====== Data for the task ======

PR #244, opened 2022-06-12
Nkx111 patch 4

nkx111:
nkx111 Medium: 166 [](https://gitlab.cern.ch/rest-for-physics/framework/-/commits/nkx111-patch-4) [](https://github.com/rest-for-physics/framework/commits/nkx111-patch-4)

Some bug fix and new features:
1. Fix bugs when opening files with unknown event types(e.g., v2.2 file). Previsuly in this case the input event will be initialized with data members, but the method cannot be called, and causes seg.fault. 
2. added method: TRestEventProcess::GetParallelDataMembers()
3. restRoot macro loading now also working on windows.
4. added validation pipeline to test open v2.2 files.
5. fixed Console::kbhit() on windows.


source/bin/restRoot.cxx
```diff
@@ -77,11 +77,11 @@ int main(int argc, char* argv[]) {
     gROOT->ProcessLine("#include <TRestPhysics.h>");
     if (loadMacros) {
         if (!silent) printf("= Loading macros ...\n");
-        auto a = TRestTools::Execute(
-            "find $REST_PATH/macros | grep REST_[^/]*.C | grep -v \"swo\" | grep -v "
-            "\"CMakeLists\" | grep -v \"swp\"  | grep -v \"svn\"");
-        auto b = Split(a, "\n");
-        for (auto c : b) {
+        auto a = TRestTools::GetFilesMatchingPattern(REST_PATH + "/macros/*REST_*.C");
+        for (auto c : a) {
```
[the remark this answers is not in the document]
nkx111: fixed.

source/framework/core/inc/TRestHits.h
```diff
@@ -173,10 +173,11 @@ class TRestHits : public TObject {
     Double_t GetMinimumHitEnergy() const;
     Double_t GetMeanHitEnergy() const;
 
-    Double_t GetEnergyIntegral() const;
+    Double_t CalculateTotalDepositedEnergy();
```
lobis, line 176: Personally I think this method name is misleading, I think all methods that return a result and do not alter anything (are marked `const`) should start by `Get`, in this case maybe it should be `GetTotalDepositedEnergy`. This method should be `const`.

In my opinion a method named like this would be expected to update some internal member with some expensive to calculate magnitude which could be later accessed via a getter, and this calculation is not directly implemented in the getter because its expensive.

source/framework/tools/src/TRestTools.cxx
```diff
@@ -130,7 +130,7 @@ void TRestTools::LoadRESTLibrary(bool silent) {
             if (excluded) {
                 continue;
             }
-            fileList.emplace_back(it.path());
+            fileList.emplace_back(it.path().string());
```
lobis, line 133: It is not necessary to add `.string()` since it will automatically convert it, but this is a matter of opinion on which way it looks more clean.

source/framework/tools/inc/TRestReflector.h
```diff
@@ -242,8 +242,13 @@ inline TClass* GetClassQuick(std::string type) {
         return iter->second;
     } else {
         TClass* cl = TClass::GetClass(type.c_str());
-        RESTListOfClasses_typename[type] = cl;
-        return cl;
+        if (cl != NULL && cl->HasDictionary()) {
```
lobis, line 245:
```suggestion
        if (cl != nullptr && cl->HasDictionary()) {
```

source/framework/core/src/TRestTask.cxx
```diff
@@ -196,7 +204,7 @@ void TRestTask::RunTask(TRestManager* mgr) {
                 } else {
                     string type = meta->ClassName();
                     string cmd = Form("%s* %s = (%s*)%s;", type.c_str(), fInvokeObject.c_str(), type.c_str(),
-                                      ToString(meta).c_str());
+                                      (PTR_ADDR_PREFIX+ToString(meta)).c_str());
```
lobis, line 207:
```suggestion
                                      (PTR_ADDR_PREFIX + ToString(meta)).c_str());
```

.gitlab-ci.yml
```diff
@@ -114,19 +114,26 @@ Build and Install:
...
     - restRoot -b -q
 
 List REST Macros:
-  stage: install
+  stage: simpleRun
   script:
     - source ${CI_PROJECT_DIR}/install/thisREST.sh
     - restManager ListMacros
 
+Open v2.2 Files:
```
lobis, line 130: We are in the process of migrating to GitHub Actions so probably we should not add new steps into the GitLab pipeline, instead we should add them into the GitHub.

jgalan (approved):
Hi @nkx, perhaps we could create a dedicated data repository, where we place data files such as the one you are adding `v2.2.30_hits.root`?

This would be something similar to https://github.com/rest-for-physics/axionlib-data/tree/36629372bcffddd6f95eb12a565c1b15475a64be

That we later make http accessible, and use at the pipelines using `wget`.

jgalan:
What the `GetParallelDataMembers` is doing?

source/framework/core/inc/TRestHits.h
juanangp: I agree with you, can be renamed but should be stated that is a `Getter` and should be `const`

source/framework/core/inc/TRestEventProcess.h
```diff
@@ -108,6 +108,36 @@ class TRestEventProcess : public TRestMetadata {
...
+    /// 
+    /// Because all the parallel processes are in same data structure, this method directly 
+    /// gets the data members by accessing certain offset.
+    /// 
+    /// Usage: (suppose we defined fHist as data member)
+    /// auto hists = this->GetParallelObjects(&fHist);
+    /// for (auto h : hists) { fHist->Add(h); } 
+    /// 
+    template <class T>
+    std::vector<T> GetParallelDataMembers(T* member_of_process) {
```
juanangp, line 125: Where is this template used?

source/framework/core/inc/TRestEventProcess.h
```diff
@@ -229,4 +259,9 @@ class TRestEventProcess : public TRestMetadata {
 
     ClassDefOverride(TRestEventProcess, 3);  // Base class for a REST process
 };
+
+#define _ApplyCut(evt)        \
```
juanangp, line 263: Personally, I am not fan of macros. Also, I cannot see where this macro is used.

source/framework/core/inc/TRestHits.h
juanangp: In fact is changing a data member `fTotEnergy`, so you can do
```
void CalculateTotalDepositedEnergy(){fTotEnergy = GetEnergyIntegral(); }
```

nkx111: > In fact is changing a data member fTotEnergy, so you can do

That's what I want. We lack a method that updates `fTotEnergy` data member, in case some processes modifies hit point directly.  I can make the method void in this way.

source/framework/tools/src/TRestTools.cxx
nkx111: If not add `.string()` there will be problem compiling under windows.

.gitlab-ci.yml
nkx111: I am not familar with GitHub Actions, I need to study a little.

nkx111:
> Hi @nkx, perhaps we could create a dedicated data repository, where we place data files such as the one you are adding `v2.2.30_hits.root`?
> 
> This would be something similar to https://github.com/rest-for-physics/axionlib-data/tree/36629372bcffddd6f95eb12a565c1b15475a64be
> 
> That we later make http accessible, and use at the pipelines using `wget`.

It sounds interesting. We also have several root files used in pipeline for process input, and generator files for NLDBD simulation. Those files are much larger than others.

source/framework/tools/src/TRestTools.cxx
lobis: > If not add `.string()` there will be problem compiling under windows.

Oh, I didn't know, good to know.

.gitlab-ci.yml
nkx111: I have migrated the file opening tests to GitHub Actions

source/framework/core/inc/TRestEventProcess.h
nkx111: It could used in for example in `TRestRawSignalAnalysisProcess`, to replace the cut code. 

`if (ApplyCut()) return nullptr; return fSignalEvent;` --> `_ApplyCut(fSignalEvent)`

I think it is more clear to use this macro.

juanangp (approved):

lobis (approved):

======

→ **Prompt**
Each line of the entries above that contains "such" must be copied into the answer.

→ **Solution to this task**
Hi @nkx, perhaps we could create a dedicated data repository, where we place data files such as the one you are adding `v2.2.30_hits.root`?
> Hi @nkx, perhaps we could create a dedicated data repository, where we place data files such as the one you are adding `v2.2.30_hits.root`?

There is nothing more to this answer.